# Ulta Free Sample Choices



## Adrigirl81 (Nov 5, 2012)

I just went to the online checkout on the Ulta website and noticed that now instead of choosing 3 individual samples, you have to pick from three options: 3 Piece Fragrance Sampler, 3 Piece Skincare Sampler, or 3 Piece Variety Sampler.  Not sure how I feel about having to blindly choose samples.  Hmmmm.  




  Not sure how long they have been doing this, since I haven't ordered from Ulta recently.  At least they're free...but I still like to pick!


----------



## deactivateduser232015 (Nov 5, 2012)

That does suck. : Part of the fun is to be able to pick the samples you want... on sephora they always have samples, but do they know you wouldn't prefer trying such and such perfume over another, even if there are so many perfumes?

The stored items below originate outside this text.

PR #15392, opened 2025-09-18
m365_defender: ensure $skip parameter is correctly formatted

efd6:
## Proposed commit message
```
m365_defender: ensure $skip parameter is correctly formatted

The values used to populate this parameter can be greater than the
cutover to e-notation for doubles, so convert to int before converting
to string.
```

If that's the case, I'd go for perfumes. They're always the most expensive of the samples, and I'd just resell them on ebay if that were the case. Mwuhaha.


----------



## l0ser_dust (Nov 5, 2012)

Oh no  /emoticons/[email protected] 2x" width="20" height="20" /> I ordered for the first time ever (no ulta near me) and I just received my parcel today with the samples I chose. If it's any consulation, I wouldn't mind this option if they sent out a sample beauty bag with every order over $35... My sample bag was AWESOME, more exciting than the products I ordered! It made my birchbox look sad lol. That bag plus the 3 samples, I was on cloud 9! I'm a sucker for these types of things.


----------



## JimmyJazz (Nov 8, 2012)

How big are the samples they send you?


----------



## Kelli (Aug 1, 2013)

I just recently made my first purchase from Ulta and I liked the samples I got. I chose the Ulta brand choice and got a small face wash sample, a lotion sample that is 2 oz, which is one once smaller than a Bath &amp; Body Works mini (so good size for a "sample") and a full size eyeshadow! (it was in a really great shade, Golden Olive I believe). I really loved that I got that eyeshadow free, that alone made it worthwhile, since it isn't even sample sized. Very happy when I opened it up and saw that as one of the "samples". They also put 2 or 3 of the paper perfume samples in my box.


----------



## turtlegirl2 (Aug 5, 2013)

I've been a huge ULTA fan for years...I'm a Platinum Rewards member and get free samples all the time! The trick is to wait until they offer some amazing GWP (gift with purchase), which they do frequently, and place your order then. Also look for items that have a bonus gift with purchase and you can double up!

For example, here's my latest haul from ULTA:





The only two things that I actually purchased are the Tarte Brazilliance Self-Tanner and the Miracle Skin Transformer concealer.

I ordered during a 'Free Beauty Bag with $50 purchase' event, AND the Miracle Skin concealer came with a 'Free 3-Piece Flawless Skin Set with any purchase.' Plus their usual small offering of samples that you can choose from. I got 3 little foil packets with the Variety Sampler that I chose.

There are some amazing things that came in the free beauty bag, Ojon hair products, Catwalk dry shampoo, Pacifica Body lotion, and lots more. And even better, I had a 20% off coupon, plus $30 in reward dollars...so my $77 order came to about $30 bucks!


----------



## Kelli (Aug 6, 2013)

I placed my order when they were doing a free Clinique perfume sample bottle with ANY purchase, plus used the $3.50 of $10, so even with shipping I paid about $15 for everything (2 nyx lipsticks, a lip liner &amp; 2 ulta shadows, plus all the samples). I really like that even though I didn't pay for the $35 perfume sample, I was given rewards points for it!! I was surprised when my account showed 42 points instead of the 8 or so I was expecting.


----------